If you run Orion 32-bit Linux/x86 binary on an x86_64 system: Please copy a 32-bit libaio.so file from a 32-bit computer running the same Linux version.
If you are testing with a lot of disks (num_disks
greater than around 30):
You should use the -duration option (see the optional parameters section for more details) to specify a long duration (like 120 seconds or more) for each data point. Since Orion tries to keep all the spindles running at a particular load level, each data point requires a ramp-up time, which implies a longer duration for the test.
You may get the following error message, instructing you to increase the duration value:
Specify a longer -duration value.
A duration of 2x the number of spindles seems to be a good rule of thumb. Depending on your disk technology, your platform may need more or less time.
If you get an error about libraries being used by Orion:
Linux/Solaris: See I/O error troubleshooting.

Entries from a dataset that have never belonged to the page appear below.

PR #92, opened 2021-08-20
[BE-105] Render templated file names

daltonscharff:
[[BE-105](https://segment.atlassian.net/browse/BE-105)]

This update modifies the CLI so that templates with file names such as `{{slug}}.test` can be rendered using the Mustache templating engine.

For example:
file: `{{slug}}.test` + data: `{slug:"example"}` = filename: `example.test`

Considerations:
- This `renderTemplates` function copies all files within the template path to the target path before any template rendering occurs. This means that a files are renamed instead of copied with the correct name initially. The alternative would be to replace line 22: `fs.copySync` with a custom function, increasing code complexity. 
- If you pass in data with prohibited characters for a filename (this really only applies to Windows, I believe) fs-extra should throw an error, but this is untested


mshwery (approved):
Nice!

PR #94, opened 2021-08-20
Change alpha to canary release

dlasky:
This should prevent folks that are pushing multiple alphas across separate branches from stepping on each other.

Its not clear to me if the `--pre-dist-tag next` should stay or not from the lerna docs

### DIFF
--- a/package.json
+++ b/package.json
@@ -22,7 +22,7 @@
     "subscriptions": "yarn workspace @segment/destination-subscriptions",
     "test": "lerna run test --stream",
     "typecheck": "lerna run typecheck --stream",
-    "alpha": "lerna publish prerelease --pre-dist-tag next --allow-branch '**' --no-git-tag-version"
+    "alpha": "lerna publish prerelease --pre-dist-tag next --canary --allow-branch '**' --no-git-tag-version"
   },
   "devDependencies": {
     "@types/jest": "^26.0.23",


mshwery (approved):

package.json
```diff
@@ -22,7 +22,7 @@
     "subscriptions": "yarn workspace @segment/destination-subscriptions",
     "test": "lerna run test --stream",
     "typecheck": "lerna run typecheck --stream",
-    "alpha": "lerna publish prerelease --pre-dist-tag next --allow-branch '**' --no-git-tag-version"
+    "alpha": "lerna publish prerelease --pre-dist-tag next --canary --allow-branch '**' --no-git-tag-version"
```
mshwery, line 25: Maybe we should use `--pre-dist-tag canary`

mshwery: That way we can reserve `next` to changes that aren't just to test in staging

lcampos, line 25: Based on the doc if you use `--canary` you don't need to use `prerelease` and `--pre-dist-tag` is exclusive to prereleases. However, there's this open issue https://github.com/lerna/lerna/issues/2060 with using canary which I think would cause use some problems.

dlasky: oof good find. This was an interesting tidbit in that thread: https://github.com/lerna/lerna/issues/2060#issuecomment-569349453

PR #95, opened 2021-08-23
Add fieldSchema as part of the action field payload

lcampos:
Update the CLI's push command to populate the new `fieldSchema` field. FYI this change will show diffs on all actions.

Tested successfully against staging using GA4 destination. This change depends on https://github.com/segmentio/control-plane/pull/1521

### DIFF
--- a/packages/cli/src/commands/push.ts
+++ b/packages/cli/src/commands/push.ts
@@ -33,7 +33,7 @@ import {
   setSubscriptionPresets
 } from '../lib/control-plane-client'
 import { DestinationDefinition, hasOauthAuthentication } from '../lib/destinations'
-import { JSONSchema4 } from 'json-schema'
+import type { JSONSchema4 } from 'json-schema'
 
 type BaseActionInput = Omit<DestinationMetadataActionCreateInput, 'metadataId'>
 
--- a/packages/cli/src/commands/push.ts
+++ b/packages/cli/src/commands/push.ts
@@ -33,6 +33,7 @@ import {
 } from '../lib/control-plane-client'
 import { DestinationDefinition, hasOauthAuthentication } from '../lib/destinations'
 import type { MinimalInputField } from '@segment/actions-core'
+import { JSONSchema4 } from 'json-schema'
 
 type BaseActionInput = Omit<DestinationMetadataActionCreateInput, 'metadataId'>
 
@@ -283,14 +284,12 @@ export default class Push extends Command {
   }
 }
 
-function getFieldPropertySchema(fieldKey: string, field: MinimalInputField) {
+function getFieldPropertySchema(fieldKey: string, field: MinimalInputField): JSONSchema4 {
   // Build a temporary object in which they key = field name and value = field properties
   // since that's the structure expected by fieldsToJsonSchema
   const tmpFieldObject: Record<string, MinimalInputField> = {}
   tmpFieldObject[fieldKey] = field
-  const schemaFormat = fieldsToJsonSchema(tmpFieldObject)
-
-  return schemaFormat.properties ? schemaFormat.properties[fieldKey] : ''
+  return fieldsToJsonSchema(tmpFieldObject)
 }
 
 function filterOAuth(optionList: string[]) {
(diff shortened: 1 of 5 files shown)


gpsamson (approved):
Change LGTM 👍🏽. I don't have much context, what exactly does the new `fieldSchema` property give us that others (eg; `label`, `required`, etc.) can't?

lcampos:
> Change LGTM 👍🏽. I don't have much context, what exactly does the new `fieldSchema` property give us that others (eg; `label`, `required`, etc.) can't?

@gpsamson we'll be storing the json shape for the fields and use that to render the new object field UI. I can share the SDD with you directly.

dlasky:
maybe i'm overthinking it, but dont we really only need `field.properties` in this case? since we already have the other top level stuff?

lcampos:
> maybe i'm overthinking it, but dont we really only need `field.properties` in this case? since we already have the other top level stuff?

You are correct that we only need that part for the object field UI work but Matt highlighted that storing the whole JSON for all field types would allow us to run client side checks (unrelated to object field changes and would need other changes) in the future.

yarn.lock
```diff
@@ -969,9 +969,9 @@
     source-map-support "^0.5.16"
 
 "@babel/runtime-corejs3@^7.12.1":
-  version "7.14.9"
-  resolved "https://registry.yarnpkg.com/@babel/runtime-corejs3/-/runtime-corejs3-7.14.9.tgz#fb21b1cf11650dcb8fcf4de2e6b3b8cf411da3f3"
-  integrity sha512-64RiH2ON4/y8qYtoa8rUiyam/tUVyGqRyNYhe+vCRGmjnV4bUlZvY+mwd0RrmLoCpJpdq3RsrNqKb7SJdw/4kw==
+  version "7.15.3"
```
lcampos, line 972: All these changes came from upgrading to the latest control-plane-service-client

packages/cli/src/commands/push.ts
```diff
@@ -152,7 +152,8 @@ export default class Push extends Command {
             choices: null,
             dynamic: field.dynamic ?? false,
             placeholder: field.placeholder ?? '',
-            allowNull: field.allowNull ?? false
+            allowNull: field.allowNull ?? false,
+            fieldSchema: field
```
mshwery, line 156: qq: would it be better to pass the json schema-tized version of the `field` definition? otherwise it looks like we are passing a bunch of redundant fields here that are already columns.

dlasky: thats what i was trying to get at here: https://github.com/segmentio/action-destinations/pull/95#issuecomment-904014969

lcampos: Both formats work for the object field UI, I'll change to json schema since that will allow us to use it for other things outside object field UI.

packages/cli/src/commands/push.ts
```diff
@@ -281,6 +283,16 @@ export default class Push extends Command {
...
 }
 
+function getFieldPropertySchema(fieldKey: string, field: MinimalInputField) {
+  // Build a temporary object in which they key = field name and value = field properties
+  // since that's the structure expected by fieldsToJsonSchema
+  const tmpFieldObject: Record<string, MinimalInputField> = {}
+  tmpFieldObject[fieldKey] = field
+  const schemaFormat = fieldsToJsonSchema(tmpFieldObject)
+
+  return schemaFormat.properties ? schemaFormat.properties[fieldKey] : ''
```
lcampos, line 293: Original field sample:
```
currency: {
  label: 'Currency',
  type: 'string',
  description: 'Currency of the purchase or items associated with the event, in 3-letter ISO 4217 format.'
}
```

This method returns the following structure
```
{
  title: 'Currency',
  description: 'Currency of the items associated with the event, in 3-letter ISO 4217 format.',
  type: 'string',
  format: undefined,
  default: undefined
}
```

Based on the original output from fieldsToJsonSchema
```
{
  '$schema': 'http://json-schema.org/schema#',
  type: 'object',
  additionalProperties: false,
  properties: {
    currency: {
      title: 'Currency',
      description: 'Currency of the items associated with the event, in 3-letter ISO 4217 format.',
      type: 'string',
      format: undefined,
      default: undefined
    }
  },
  required: []
}
```

@dlasky @mshwery let me know what you think about the format

mshwery: I think we may want to override additionalProperties? Or let builders decide

lcampos: Yes, I missed that.

dlasky (approved):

NT-Only: Do not move/remove the Oracle libraries included in the distribution. These must be in the same directory as orion.exe.
If you are seeing performance numbers that are "unbelievably good":
You may have a large read or write cache, or read and write cache somewhere between the Orion program and the disk spindles. Typically, the storage array controller has the biggest effect. Find out the size of this cache and use the -cache_size advanced option to specify it to Orion (see the optional parameters section for more details).
The total size of your volumes may be really small compared to one or more caches along the way. Try to turn off the cache. This is needed if the other volumes sharing your storage show significant I/O activity in a production environment (and end up using large parts of the shared cache).
If Orion is reporting a long estimated run time:
The run time increases when -num_disks
is high. Orion internally uses a linear formula to determine how long it takes to saturate the given number of disks.
The -cache_size
parameter affects the run time, even when it is not specified. Orion does cache warming for two minutes per data point by default. If you have turned off the cache, specify -cache_size 0
.
The run time increases when a long -duration value is specified, as expected.